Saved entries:
PR #17763, opened 2015-06-17
=act #17690 add additional validation for name param in RootActorPath

### LINKED ISSUE #17690: No consistency in actorSelection for ActorPath & String
Does work
```scala
val path = RootActorPath(address, "/user/sharding/*Coordinator/singleton/*")
system.actorSelection(   path.toString   ) ! Identify("singleton")
```

Does NOT work
```scala
val path = RootActorPath(address, "/user/sharding/*Coordinator/singleton/*")
system.actorSelection(   path   ) ! Identify("singleton")
```

ktoso:
The `RootActorPath` is a very specific thing - the ref to the root Actor.
The use case described in #17690 worked (after toString-ing) by accident, and we should not allow constructing such RootActorPath - the parameter is a name which may not include path separators (same as path element).

Resolves #17690

### DIFF
--- a/akka-actor/src/main/scala/akka/actor/ActorPath.scala
+++ b/akka-actor/src/main/scala/akka/actor/ActorPath.scala
@@ -254,6 +254,10 @@ sealed trait ActorPath extends Comparable[ActorPath] with Serializable {
  */
 @SerialVersionUID(1L)
 final case class RootActorPath(address: Address, name: String = "/") extends ActorPath {
+  require(name.length == 1 || name.indexOf('/', 1) == -1,
+    "/ may only exist at the beginning of the root actors name, " +
+      "it is a path separator and is not legal in ActorPath names: [%s]" format name)
+  require(name.indexOf('#') == -1, "# is a fragment separator and is not legal in ActorPath names: [%s]" format name)
 
   override def parent: ActorPath = this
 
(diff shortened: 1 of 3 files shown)


akka-actor/src/main/scala/akka/actor/ActorPath.scala
```diff
@@ -254,6 +254,10 @@ sealed trait ActorPath extends Comparable[ActorPath] with Serializable {
  */
 @SerialVersionUID(1L)
 final case class RootActorPath(address: Address, name: String = "/") extends ActorPath {
+  require(name.length == 1 || name.indexOf('/', 1) == -1,
```
t3hnar: oh...that will break a lot of stuff... I think you should put a note into migration guide

t3hnar: You know that I can still have `/user/blabla/*` there with a `copy` method ;)

ktoso: - note in migration guide might not hurt, sure;
- nope, you can't - `copy` calls the constructor - thus the `require` will catch such attempts

ktoso:
Added migration guide

ktoso:
Any more reviewers?

patriknw:
LGTM

PR #17773, opened 2015-06-18
!htc #17656 do not render host header default port values

### LINKED ISSUE #17656: When generating a Host header don't include default port
/cc @sirthias

sirthias:
Fixes #17656.

/cc @jrudolph

### DIFF
--- a/akka-http-core/src/test/scala/akka/http/impl/engine/client/LowLevelOutgoingConnectionSpec.scala
+++ b/akka-http-core/src/test/scala/akka/http/impl/engine/client/LowLevelOutgoingConnectionSpec.scala
@@ -30,7 +30,7 @@ class LowLevelOutgoingConnectionSpec extends AkkaSpec("akka.loggers = []\n akka.
         requestsSub.sendNext(HttpRequest())
         expectWireData(
           """GET / HTTP/1.1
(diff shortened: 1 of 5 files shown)


akka-http-core/src/test/scala/akka/http/impl/engine/client/LowLevelOutgoingConnectionSpec.scala
```diff
@@ -350,7 +350,7 @@ class LowLevelOutgoingConnectionSpec extends AkkaSpec("akka.loggers = []\n akka.
   class TestSetup {
     val requests = TestPublisher.manualProbe[HttpRequest]
     val responses = TestSubscriber.manualProbe[HttpResponse]
-    val remoteAddress = new InetSocketAddress("example.com", 80)
+    val remoteAddress = new InetSocketAddress("example.com", 0)
```
jrudolph: This change seems a bit strange. If the `remoteAddress` is only used to construct the `Host` instance below, replacing the `remoteAddress` with the `Host` object directly seems clearer.

jrudolph:
lgtm

drewhk:
thanks, LGTM

PR #17777, opened 2015-06-18
Make jackson marshallers adapt Jackson's best practices

matsluni:
Hi,

I tried to fix this one. It's my first attempt.
I think the current fix is not thread safe, but I was unsure how to do it. What would be the best way the ensure thread safety for the objectMapper?

WDYT?

### DIFF
--- a/akka-http-marshallers-java/akka-http-jackson/src/main/scala/akka/http/javadsl/marshallers/jackson/Jackson.scala
+++ b/akka-http-marshallers-java/akka-http-jackson/src/main/scala/akka/http/javadsl/marshallers/jackson/Jackson.scala
@@ -13,8 +13,11 @@ import akka.http.javadsl.server.{ Unmarshaller, Marshaller }
 import akka.http.impl.server.{ UnmarshallerImpl, MarshallerImpl }
 
 object Jackson {
-  def json[T <: AnyRef]: Marshaller[T] = _jsonMarshaller.asInstanceOf[Marshaller[T]]
-  def jsonAs[T](clazz: Class[T]): Unmarshaller[T] =
+  private val objectMapper: ObjectMapper = new ObjectMapper().enable(MapperFeature.SORT_PROPERTIES_ALPHABETICALLY)
+  def json[T <: AnyRef]: Marshaller[T] = jsonMarshaller(objectMapper).asInstanceOf[Marshaller[T]]
+  def json[T <: AnyRef](objectMapper: ObjectMapper): Marshaller[T] = jsonMarshaller(objectMapper).asInstanceOf[Marshaller[T]]
+  def jsonAs[T](clazz: Class[T]): Unmarshaller[T] = jsonAs(objectMapper, clazz)
+  def jsonAs[T](objectMapper: ObjectMapper, clazz: Class[T]): Unmarshaller[T] =
     UnmarshallerImpl[T] { (_ec, _flowMaterializer) ⇒
       implicit val ec = _ec
       implicit val mat = _flowMaterializer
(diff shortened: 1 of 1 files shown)


ktoso:
// cc @sirthias @jrudolph

ktoso:
Hi and thanks for the PR!
I thought just a val would be ok, but not sure about thread safety of the object mapper itself btw

matsluni:
I thought it would be nice for an enduser to supply an own customized version of an objectMapper, that is why I used a `var` and have a setter. I am not sure about the thread safety of the objectMapper either.

jrudolph:
Yay, @matsluni, welcome back to the interwebs! :umbrella: :closed_umbrella: :umbrella: :heart_eyes_cat: 

Have you seen the guide here: http://wiki.fasterxml.com/JacksonBestPracticesPerformance? It says something about the thread-safety of the mapper. I'd say we change the signature of the methods to make it possible to pass an `ObjectMapper` in and then we create another set of overloads that look like the current ones which use an immutable global ObjectMapper in cases where you don't want to configure one yourself. This one can put into a `private val` of the object. WDYT?

matsluni:
Yeah! Have some right now and thought I try one issue :-)

> Have you seen the guide here: http://wiki.fasterxml.com/JacksonBestPracticesPerformance

You are right! Haven't seen it.

So, if I understand correct you suggest a `private val objectMapper` for the case the user doesn't supply its own version. And additionally provide overloads like `def json(objectMapper: ObjectMapper)`... for the case the user wants to use its own customized version of an objectMapper?

Correct? 

I will update my fix and the PR.

jrudolph:
Exactly :)

matsluni:
I updated the fix. Please have a look.

I also changed `private val _jsonMarshaller`... to `private def jsonMarshaller(objectMapper: ObjectMapper)`... to avoid the code duplication. But this will create a new objectWriter every time.

WDYT?

matsluni:
I am thinking about the use case in which the user uses its own customized version of the objectMapper. Every time de-/serialization takes place the user must supply the correct instance of the objectMapper. Wouldn't it be easier and less error prone if one could set up the Jackson instance upfront with the right configuration and use this later just with: `Jackson.<Pet>json()???

jrudolph:
Did you push anything new? It seems it's still the same code?

matsluni:
Hah, you're right, missed the push. Now it should be there.

akka-http-marshallers-java/akka-http-jackson/src/main/scala/akka/http/javadsl/marshallers/jackson/Jackson.scala
```diff
@@ -23,16 +26,16 @@ object Jackson {
...
           }
       }
     }(ClassTag(clazz))
 
-  private val _jsonMarshaller: Marshaller[AnyRef] =
+  private def jsonMarshaller(objectMapper: ObjectMapper): Marshaller[AnyRef] =
     MarshallerImpl[AnyRef] { implicit ec ⇒
       marshalling.Marshaller.StringMarshaller.wrap(`application/json`) { (value: AnyRef) ⇒
-        val writer = new ObjectMapper().enable(MapperFeature.SORT_PROPERTIES_ALPHABETICALLY).writer()
+        val writer = objectMapper.enable(MapperFeature.SORT_PROPERTIES_ALPHABETICALLY).writer()
```
jrudolph: We cannot change possibly shared setting here. Let's do it for the predefined ObjectMapper during initialization.

jrudolph:
> Wouldn't it be easier and less error prone if one could set up the Jackson instance upfront with the right configuration and use this later just with: Jackson.<Pet>json()???

Do we prevent this in any way? I think that's how you should do it. Or do you mean that there should be a factory that allows to create marshallers using one ObjectMapper for different target types?

akka-http-marshallers-java/akka-http-jackson/src/main/scala/akka/http/javadsl/marshallers/jackson/Jackson.scala
matsluni: You're right.

matsluni:
With the new approach and the possibility to use a customized ObjectMapper, this ObjectMapper has to be provided every time in the user code where json de-/serialization happens. 
I thought I might be better to configure the Jackson Object with user given ObjectMapper at instantiation time (or right after) of the Jackson Object and then just use it like before e.g. `Jackson.json()`. So, the user can not forget to provide his own configured ObjectMapper. But I don't now if this is possible.

2beaucoup:
Have you tried passing the `ObjectMapper` implicitly?

jrudolph:
@2beaucoup this is for the dark side, so implicits are out of the question.

guidomedina:
I have worked for few years with Jackson so my 2 cents:
* `ObjectMapper` initialization is heavy and once initialized it is thread safe.
* The problem with having an internal `ObjectMapper` instance is that there are too many modules out there to account for, like Jackson's Joda time module, etc, etc, so you will not have a choice there than to require the user to give you one.

ktoso:
So seems that with the current style it's easy to use your own mapper, is there anything missing from this PR still or shall we merge?

ktoso:
OK TO TESt

ktoso:
OK TO TEST

matsluni:
Hi @ktoso, it is ok for me to leave like that for now. It is an improvement for the user to use a customized version of the ObjectMapper. @jrudolph, WDYT?

drewhk:
What is the conclusion here then? Should we merge?

ktoso:
Yes, let's merge - it's an improvement over the existing API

Work instructions: Set aside each line above that includes the string "default" and report it.

Answer space:
!htc #17656 do not render host header default port values
### LINKED ISSUE #17656: When generating a Host header don't include default port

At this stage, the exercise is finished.